**Problem to solve**
Reproduce the entries below exactly, but only from the line containing "Issue #195, opened 2026-05-14" to the line containing "counter/gauge surfaced via", inclusive.

*** Opening Recorded information ***

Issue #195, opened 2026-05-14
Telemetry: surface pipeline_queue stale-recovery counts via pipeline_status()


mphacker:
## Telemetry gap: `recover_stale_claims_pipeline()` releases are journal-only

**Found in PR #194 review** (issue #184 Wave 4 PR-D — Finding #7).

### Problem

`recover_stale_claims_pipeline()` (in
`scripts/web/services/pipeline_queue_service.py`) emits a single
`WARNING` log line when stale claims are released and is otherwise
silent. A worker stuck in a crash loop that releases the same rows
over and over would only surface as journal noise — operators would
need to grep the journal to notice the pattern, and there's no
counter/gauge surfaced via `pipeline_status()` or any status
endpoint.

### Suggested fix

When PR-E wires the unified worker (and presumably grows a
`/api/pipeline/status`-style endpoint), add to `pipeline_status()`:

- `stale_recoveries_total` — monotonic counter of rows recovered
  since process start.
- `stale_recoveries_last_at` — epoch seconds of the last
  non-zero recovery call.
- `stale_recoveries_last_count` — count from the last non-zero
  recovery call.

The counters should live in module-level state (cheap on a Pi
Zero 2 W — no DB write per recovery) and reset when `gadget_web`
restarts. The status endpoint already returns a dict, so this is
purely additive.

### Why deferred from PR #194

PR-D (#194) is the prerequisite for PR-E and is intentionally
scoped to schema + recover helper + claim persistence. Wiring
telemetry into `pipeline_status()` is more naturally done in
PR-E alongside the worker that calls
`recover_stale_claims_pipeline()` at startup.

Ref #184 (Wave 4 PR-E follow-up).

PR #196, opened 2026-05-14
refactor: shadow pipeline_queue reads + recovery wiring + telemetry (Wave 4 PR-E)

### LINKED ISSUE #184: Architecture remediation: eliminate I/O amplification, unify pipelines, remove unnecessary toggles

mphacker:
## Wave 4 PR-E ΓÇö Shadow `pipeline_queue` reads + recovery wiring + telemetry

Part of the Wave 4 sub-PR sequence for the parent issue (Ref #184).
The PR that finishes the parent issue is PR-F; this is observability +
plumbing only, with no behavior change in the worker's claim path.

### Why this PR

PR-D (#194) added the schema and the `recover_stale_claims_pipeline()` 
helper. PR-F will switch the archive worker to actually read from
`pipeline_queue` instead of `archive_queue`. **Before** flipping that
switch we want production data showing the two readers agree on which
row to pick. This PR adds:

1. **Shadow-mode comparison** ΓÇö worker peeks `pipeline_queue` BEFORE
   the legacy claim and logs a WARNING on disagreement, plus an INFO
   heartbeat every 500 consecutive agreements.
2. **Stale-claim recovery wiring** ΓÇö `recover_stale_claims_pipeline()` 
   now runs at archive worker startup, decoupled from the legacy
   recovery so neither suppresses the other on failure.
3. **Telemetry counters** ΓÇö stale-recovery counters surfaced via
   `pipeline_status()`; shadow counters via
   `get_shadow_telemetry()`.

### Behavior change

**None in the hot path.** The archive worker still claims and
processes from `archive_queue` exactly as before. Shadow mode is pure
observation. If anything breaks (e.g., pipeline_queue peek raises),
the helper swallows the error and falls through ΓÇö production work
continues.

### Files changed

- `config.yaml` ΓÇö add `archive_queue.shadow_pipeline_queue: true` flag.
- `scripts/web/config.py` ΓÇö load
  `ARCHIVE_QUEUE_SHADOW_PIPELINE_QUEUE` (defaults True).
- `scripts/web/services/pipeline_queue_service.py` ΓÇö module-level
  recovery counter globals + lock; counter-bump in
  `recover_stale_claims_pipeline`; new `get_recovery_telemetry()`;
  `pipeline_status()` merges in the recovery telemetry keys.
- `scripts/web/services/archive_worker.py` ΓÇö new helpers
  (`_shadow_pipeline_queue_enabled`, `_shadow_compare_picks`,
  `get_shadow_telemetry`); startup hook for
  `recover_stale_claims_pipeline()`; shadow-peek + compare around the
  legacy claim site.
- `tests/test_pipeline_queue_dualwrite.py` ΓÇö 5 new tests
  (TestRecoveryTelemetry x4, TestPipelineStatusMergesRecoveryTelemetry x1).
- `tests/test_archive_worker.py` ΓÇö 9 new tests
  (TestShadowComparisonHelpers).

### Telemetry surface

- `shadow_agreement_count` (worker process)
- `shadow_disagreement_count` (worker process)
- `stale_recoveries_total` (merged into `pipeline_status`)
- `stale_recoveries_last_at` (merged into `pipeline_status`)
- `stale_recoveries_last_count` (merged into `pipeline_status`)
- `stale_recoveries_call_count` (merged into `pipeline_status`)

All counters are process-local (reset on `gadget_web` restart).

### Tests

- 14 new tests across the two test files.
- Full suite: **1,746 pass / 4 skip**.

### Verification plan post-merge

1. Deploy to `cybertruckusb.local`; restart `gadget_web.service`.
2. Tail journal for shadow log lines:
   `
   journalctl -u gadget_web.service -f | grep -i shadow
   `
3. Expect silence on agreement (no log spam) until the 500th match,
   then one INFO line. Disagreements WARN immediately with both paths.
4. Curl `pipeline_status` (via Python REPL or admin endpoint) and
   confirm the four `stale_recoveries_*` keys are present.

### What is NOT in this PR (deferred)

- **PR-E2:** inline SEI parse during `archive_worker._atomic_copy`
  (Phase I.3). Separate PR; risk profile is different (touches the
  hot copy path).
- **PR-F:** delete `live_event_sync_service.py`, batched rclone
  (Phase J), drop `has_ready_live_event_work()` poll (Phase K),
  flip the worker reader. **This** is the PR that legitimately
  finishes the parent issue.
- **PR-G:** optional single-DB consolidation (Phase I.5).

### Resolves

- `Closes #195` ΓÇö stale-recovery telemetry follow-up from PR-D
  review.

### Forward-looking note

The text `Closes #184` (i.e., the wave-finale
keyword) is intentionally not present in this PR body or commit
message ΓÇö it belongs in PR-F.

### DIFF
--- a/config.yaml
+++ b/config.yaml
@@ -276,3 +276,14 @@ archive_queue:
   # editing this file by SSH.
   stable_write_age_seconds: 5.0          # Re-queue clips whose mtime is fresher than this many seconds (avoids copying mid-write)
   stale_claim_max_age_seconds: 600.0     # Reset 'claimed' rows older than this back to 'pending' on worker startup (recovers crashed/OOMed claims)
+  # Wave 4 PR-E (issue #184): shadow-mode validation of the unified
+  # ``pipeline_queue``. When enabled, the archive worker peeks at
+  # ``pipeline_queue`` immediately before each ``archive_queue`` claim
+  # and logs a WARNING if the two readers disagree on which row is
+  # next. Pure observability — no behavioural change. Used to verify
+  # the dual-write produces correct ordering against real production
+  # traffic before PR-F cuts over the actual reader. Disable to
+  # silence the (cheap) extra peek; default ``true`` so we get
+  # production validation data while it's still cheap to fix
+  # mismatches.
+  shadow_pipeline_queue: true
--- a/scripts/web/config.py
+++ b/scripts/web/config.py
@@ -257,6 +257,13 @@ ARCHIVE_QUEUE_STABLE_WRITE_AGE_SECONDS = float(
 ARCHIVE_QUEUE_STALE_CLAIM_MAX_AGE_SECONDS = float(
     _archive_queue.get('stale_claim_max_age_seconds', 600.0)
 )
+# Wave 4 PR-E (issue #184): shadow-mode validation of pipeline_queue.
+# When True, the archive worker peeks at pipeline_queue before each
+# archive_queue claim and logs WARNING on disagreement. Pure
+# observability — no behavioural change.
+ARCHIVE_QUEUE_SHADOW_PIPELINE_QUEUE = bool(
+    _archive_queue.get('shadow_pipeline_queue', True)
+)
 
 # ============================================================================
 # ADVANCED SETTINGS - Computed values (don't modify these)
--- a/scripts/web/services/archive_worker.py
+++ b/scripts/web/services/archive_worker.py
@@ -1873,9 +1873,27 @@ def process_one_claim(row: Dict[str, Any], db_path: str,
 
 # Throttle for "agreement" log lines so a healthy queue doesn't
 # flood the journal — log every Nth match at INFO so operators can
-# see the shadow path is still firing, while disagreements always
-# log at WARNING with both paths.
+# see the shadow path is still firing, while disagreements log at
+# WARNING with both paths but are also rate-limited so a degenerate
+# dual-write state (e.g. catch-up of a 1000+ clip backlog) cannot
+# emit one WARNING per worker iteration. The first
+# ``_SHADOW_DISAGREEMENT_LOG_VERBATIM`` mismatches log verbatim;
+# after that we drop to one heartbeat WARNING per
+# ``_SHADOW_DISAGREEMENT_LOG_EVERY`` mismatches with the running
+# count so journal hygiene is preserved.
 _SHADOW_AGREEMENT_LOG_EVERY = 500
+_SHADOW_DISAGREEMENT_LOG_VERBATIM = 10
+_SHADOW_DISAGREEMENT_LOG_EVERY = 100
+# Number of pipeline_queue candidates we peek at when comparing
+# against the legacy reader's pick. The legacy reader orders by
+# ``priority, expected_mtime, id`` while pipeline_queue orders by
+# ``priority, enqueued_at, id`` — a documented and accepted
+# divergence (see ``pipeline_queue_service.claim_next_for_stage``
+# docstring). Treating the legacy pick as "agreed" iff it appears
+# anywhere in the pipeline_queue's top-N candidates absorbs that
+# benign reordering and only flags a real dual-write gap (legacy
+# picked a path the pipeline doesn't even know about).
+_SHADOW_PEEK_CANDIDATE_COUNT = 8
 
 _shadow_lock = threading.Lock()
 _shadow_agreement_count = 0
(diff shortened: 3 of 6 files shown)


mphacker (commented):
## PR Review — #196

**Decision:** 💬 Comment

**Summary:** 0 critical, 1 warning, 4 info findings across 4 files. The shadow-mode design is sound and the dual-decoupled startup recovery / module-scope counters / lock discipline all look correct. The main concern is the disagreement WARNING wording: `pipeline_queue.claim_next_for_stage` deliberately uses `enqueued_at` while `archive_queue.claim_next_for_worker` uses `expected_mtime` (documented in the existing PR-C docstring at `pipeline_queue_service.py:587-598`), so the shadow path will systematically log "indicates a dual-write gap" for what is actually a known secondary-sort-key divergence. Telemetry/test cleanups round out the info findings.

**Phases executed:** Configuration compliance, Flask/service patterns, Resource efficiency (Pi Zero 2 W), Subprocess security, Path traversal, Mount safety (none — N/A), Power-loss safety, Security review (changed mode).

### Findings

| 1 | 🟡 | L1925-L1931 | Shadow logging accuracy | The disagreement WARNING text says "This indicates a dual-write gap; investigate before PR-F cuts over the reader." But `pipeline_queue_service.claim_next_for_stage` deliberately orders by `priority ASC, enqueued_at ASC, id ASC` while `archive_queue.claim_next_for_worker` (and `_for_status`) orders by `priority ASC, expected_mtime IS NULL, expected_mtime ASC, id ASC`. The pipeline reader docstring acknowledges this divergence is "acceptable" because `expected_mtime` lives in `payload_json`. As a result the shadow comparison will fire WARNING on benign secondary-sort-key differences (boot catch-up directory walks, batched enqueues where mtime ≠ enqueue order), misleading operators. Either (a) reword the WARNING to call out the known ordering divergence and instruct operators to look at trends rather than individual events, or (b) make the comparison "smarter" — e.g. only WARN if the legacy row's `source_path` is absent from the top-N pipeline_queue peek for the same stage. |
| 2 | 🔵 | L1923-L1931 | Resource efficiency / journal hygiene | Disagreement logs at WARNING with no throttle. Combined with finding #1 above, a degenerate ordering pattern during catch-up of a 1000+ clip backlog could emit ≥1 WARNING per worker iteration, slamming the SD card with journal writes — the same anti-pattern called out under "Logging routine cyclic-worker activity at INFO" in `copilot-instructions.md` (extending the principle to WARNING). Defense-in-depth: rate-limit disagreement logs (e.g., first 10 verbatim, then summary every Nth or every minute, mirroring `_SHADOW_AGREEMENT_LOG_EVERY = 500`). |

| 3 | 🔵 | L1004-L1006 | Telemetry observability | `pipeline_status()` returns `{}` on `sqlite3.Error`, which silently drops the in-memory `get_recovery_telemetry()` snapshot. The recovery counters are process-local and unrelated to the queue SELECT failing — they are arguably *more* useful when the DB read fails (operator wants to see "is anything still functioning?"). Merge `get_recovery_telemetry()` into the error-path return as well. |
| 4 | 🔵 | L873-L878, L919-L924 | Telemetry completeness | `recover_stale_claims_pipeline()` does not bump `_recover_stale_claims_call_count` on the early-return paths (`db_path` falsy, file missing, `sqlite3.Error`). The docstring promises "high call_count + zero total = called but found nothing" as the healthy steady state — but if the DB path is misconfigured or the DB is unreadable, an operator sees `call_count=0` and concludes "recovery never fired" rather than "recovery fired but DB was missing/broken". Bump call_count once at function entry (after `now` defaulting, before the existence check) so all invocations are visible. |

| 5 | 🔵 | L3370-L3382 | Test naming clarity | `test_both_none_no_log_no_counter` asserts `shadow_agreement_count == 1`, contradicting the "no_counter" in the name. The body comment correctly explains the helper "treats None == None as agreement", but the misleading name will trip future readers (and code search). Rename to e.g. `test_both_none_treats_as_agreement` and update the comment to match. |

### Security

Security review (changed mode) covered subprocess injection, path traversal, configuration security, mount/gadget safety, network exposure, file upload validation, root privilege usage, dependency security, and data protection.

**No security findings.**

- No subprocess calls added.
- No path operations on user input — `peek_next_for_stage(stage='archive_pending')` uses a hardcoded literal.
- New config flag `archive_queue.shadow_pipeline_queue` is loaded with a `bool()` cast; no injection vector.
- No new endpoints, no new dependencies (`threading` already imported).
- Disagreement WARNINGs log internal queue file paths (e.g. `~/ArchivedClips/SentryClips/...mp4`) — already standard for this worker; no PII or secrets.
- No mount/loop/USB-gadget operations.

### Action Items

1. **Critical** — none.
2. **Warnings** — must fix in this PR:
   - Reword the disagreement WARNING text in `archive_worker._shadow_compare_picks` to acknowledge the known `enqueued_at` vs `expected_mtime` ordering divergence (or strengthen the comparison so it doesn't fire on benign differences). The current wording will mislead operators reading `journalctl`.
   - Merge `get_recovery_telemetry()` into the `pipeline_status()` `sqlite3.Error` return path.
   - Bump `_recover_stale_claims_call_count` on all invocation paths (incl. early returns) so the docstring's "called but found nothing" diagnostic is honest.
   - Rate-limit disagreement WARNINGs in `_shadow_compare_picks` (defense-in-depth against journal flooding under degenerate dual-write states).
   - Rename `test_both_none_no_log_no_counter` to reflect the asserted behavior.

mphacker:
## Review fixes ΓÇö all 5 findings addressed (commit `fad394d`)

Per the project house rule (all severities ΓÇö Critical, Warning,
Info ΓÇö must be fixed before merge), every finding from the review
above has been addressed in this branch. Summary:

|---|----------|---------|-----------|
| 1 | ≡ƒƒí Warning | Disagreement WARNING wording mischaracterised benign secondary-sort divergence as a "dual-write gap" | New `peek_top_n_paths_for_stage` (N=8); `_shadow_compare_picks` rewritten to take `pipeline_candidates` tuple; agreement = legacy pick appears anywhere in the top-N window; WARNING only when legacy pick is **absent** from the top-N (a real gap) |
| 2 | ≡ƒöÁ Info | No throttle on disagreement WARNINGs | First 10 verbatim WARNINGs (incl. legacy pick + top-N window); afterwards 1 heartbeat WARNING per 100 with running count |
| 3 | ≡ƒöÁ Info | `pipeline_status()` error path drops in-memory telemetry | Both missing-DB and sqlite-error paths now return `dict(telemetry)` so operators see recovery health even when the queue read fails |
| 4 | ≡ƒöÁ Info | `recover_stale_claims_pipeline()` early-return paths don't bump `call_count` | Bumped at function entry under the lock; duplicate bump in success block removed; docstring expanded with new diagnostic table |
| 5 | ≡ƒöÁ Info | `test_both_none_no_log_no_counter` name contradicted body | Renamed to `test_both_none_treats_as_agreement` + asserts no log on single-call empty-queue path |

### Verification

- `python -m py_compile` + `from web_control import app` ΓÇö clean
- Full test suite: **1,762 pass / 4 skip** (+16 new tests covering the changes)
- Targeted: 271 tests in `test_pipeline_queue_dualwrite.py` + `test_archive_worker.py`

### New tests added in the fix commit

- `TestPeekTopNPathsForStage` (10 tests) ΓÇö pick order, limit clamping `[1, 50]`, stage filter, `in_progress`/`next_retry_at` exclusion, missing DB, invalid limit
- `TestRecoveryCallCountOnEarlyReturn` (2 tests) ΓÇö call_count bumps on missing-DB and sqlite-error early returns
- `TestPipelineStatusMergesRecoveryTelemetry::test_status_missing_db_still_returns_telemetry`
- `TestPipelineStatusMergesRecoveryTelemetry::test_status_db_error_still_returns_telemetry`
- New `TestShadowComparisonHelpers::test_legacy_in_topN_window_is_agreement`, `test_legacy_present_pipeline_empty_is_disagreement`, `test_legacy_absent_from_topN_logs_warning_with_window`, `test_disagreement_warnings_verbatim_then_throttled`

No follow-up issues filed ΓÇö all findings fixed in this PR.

*** Closing Recorded information ***
*** Opening Recorded information ***

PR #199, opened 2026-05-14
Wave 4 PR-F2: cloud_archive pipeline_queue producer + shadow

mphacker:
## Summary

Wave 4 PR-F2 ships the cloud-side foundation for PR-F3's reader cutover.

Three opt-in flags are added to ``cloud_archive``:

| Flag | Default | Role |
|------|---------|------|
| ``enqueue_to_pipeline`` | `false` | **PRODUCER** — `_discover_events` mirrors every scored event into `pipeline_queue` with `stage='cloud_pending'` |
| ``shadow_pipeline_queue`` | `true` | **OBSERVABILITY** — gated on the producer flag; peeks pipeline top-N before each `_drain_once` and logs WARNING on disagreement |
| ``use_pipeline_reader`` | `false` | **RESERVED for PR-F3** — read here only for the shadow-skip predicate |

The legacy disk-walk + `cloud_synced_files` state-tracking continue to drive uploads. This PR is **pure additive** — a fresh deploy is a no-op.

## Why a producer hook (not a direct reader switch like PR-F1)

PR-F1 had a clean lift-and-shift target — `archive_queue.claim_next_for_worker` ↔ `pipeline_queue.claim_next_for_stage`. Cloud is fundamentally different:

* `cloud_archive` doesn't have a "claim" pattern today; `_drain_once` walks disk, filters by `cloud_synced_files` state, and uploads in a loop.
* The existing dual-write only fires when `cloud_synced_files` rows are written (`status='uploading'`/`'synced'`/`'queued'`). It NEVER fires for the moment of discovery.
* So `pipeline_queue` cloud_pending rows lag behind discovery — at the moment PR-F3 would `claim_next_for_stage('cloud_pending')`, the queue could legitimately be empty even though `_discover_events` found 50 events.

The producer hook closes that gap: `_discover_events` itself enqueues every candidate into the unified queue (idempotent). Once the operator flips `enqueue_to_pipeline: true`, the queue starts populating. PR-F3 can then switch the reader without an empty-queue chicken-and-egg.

*** Closing Recorded information ***

**Expected answer**
Issue #195, opened 2026-05-14
Telemetry: surface pipeline_queue stale-recovery counts via pipeline_status()


mphacker:
## Telemetry gap: `recover_stale_claims_pipeline()` releases are journal-only

**Found in PR #194 review** (issue #184 Wave 4 PR-D — Finding #7).

### Problem

`recover_stale_claims_pipeline()` (in
`scripts/web/services/pipeline_queue_service.py`) emits a single
`WARNING` log line when stale claims are released and is otherwise
silent. A worker stuck in a crash loop that releases the same rows
over and over would only surface as journal noise — operators would
need to grep the journal to notice the pattern, and there's no
counter/gauge surfaced via `pipeline_status()` or any status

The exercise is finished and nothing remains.